PR #201, opened 2016-03-17
fix(FormFields): only apply "fields" class if "field" is not in class…

dvdzkwsk:
…Name


ghost:
:boat:

eanplatter:
:fallen_leaf:

dvdzkwsk:
Closed as unneeded since we can just not wrap in `Fields`.

PR #204, opened 2016-03-19
Stage branches and improve workflow

levithomason:
This PR improves our CI/CD and development processes:
1. All branches except master are now staged for testing
2. `lint` is run on pretest instead of every commit (slow)
3. `pre-commit` has been removed entirely (slow and error prone)
4. `gh-pages` is now deployed using the [`gh-pages`](https://github.com/tschaub/gh-pages) package


.npmignore
```diff
@@ -1,4 +0,0 @@
-docs/
-gulp/
-scripts/
-test/
```
levithomason, line 4: This is cruft since we are using the `files` key in `package.json`.  No need to ignore when we explicitly include files.

circle.yml
```diff
@@ -17,7 +17,13 @@ test:
     - nvm install 5 && npm test
 
 deployment:
+  development:
+    branch: /^(?!master).*$/
+    commands:
+      - gulp docs
+      - $(npm bin)/ta-script aws/stage -d docs/build -r $CIRCLE_PROJECT_REPONAME -b $CIRCLE_BRANCH
```
levithomason, line 24: Stage docs for all branches except master on AWS.

circle.yml
```diff
@@ -17,7 +17,13 @@ test:
...
   production:
     branch: master
     commands:
-      - bash scripts/circle_deploy.sh
+      - $(npm bin)/ta-script circle_ci/create_changelog
+      - npm run deploy:docs
```
levithomason, line 29: On `master` builds, update change log and deploy docs to `gh-pages`.

package.json
```diff
@@ -10,6 +10,7 @@
   "scripts": {
     "build": "babel src -d dist",
     "clean": "while read line; do rm -rf $line; done < .gitignore",
+    "deploy:docs": "gulp docs && $(npm bin)/gh-pages -d docs/build -m 'deploy docs [ci skip]'",
```
levithomason, line 13: Build and deploy docs.  This makes a flat directory with just the doc site `build` dir.  Since there are no tests (or anything else) in there, we skip ci.

package.json
```diff
@@ -19,10 +20,9 @@
     "release:patch": "ta-script npm/release.sh patch",
     "start": "gulp",
     "karma": "babel-node $(npm bin)/karma start",
-    "test": "npm run karma  -- karma.conf.babel.js",
+    "test": "npm run lint && npm run karma -- karma.conf.babel.js",
```
levithomason, line 23: `lint` before `test`

package.json
```diff
@@ -94,7 +94,7 @@
     "run-sequence": "^1.1.4",
     "sinon": "git://github.com/cjohansen/Sinon.JS#b672042043517b9f84e14ed0fb8265126168778a",
     "sinon-chai": "^2.8.0",
-    "ta-scripts": "^2.3.0",
+    "ta-scripts": "^2.3.1",
```
levithomason, line 97: This patch version includes a fix to monkey patch relative html file attribute paths.  Previously, it only patched absolute paths.  Stardust uses relative paths for it's assets since it needs to work on `technologyadvice.github.io/stardust`.

ghost, line 97: Per SemVer this should happen automatically, no?

package.json
ghost, line 23: Nice to see this build target doing more for us

circle.yml
```diff
@@ -17,7 +17,13 @@ test:
     - nvm install 5 && npm test
 
 deployment:
+  development:
+    branch: /^(?!master).*$/
```
ghost, line 21: What does the period following the negative lookahead assertion add?

circle.yml
ghost, line 29: Slick

ghost:
:boat:

package.json
levithomason, line 97: Yes sir, did this strictly for CircleCI which _I think_ would've ran with old cache.  Not 100%.

circle.yml
levithomason, line 21: `*` - 0 or more of the preceding character
`.` - any character except line breaks

So without the `.` it will try to match 0 or more of _nothing_, which matches nothing.
You can play with it here and some example branch names: http://regexr.com/3d1vg

PR #205, opened 2016-03-23
Icon component

### LINKED ISSUE #178: <Icon /> Component
http://semantic-ui.com/elements/icon.html

levithomason:
Closes #178 includes docs.  Replaces all `<i />` with `<Icon />` and updates classes.

---

image

### DIFF
--- a/src/elements/Icon/Icon.js
+++ b/src/elements/Icon/Icon.js
@@ -1,0 +1,27 @@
========================================
#### Work item
Pick every line containing the word "babel" out of the material, and copy those lines.

#### Answer below
     "build": "babel src -d dist",
     "karma": "babel-node $(npm bin)/karma start",
-    "test": "npm run karma  -- karma.conf.babel.js",
+    "test": "npm run lint && npm run karma -- karma.conf.babel.js",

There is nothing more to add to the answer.